═══ Data records ═══
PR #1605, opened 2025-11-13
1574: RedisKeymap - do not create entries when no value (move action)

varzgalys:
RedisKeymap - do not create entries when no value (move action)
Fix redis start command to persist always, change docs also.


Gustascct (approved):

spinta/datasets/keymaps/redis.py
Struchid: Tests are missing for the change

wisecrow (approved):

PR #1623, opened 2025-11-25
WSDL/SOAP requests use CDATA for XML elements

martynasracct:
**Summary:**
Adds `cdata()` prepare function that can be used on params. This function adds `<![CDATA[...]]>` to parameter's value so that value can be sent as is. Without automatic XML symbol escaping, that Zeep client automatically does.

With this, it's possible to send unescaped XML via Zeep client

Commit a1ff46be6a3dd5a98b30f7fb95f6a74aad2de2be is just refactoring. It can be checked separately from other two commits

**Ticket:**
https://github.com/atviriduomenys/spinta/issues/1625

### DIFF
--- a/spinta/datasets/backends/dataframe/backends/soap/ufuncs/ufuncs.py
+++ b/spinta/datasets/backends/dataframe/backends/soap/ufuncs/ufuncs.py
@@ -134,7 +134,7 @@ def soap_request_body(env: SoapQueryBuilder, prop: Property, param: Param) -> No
═══
═══ Data records ═══
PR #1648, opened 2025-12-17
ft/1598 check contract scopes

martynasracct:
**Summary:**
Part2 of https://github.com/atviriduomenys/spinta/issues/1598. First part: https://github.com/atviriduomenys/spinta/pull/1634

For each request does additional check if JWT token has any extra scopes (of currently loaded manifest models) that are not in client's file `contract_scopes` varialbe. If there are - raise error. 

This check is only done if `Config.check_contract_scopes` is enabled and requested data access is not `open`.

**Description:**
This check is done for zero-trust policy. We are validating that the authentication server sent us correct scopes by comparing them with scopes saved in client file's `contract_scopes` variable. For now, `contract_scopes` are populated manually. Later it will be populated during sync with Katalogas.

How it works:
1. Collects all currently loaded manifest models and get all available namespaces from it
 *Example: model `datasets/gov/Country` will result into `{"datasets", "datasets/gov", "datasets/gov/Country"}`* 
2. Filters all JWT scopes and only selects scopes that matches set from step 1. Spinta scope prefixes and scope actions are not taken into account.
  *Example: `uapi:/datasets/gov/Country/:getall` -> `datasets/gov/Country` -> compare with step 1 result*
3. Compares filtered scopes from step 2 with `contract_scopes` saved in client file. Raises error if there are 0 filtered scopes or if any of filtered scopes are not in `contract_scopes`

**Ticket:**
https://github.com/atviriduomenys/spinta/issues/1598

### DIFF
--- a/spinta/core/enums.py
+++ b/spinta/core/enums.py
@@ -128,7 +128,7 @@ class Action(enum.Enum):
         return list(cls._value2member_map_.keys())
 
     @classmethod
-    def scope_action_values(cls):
═══
## Your task
Look above for the line that contains "1574: RedisKeymap - do". Starting there, transcribe every line exactly until you have copied the line that contains "Param) -> No".

## Answer section
1574: RedisKeymap - do not create entries when no value (move action)

varzgalys:
RedisKeymap - do not create entries when no value (move action)
Fix redis start command to persist always, change docs also.


Gustascct (approved):

spinta/datasets/keymaps/redis.py
Struchid: Tests are missing for the change

wisecrow (approved):

PR #1623, opened 2025-11-25
WSDL/SOAP requests use CDATA for XML elements

martynasracct:
**Summary:**
Adds `cdata()` prepare function that can be used on params. This function adds `<![CDATA[...]]>` to parameter's value so that value can be sent as is. Without automatic XML symbol escaping, that Zeep client automatically does.

With this, it's possible to send unescaped XML via Zeep client

Commit a1ff46be6a3dd5a98b30f7fb95f6a74aad2de2be is just refactoring. It can be checked separately from other two commits

**Ticket:**
https://github.com/atviriduomenys/spinta/issues/1625

### DIFF
--- a/spinta/datasets/backends/dataframe/backends/soap/ufuncs/ufuncs.py
+++ b/spinta/datasets/backends/dataframe/backends/soap/ufuncs/ufuncs.py
@@ -134,7 +134,7 @@ def soap_request_body(env: SoapQueryBuilder, prop: Property, param: Param) -> No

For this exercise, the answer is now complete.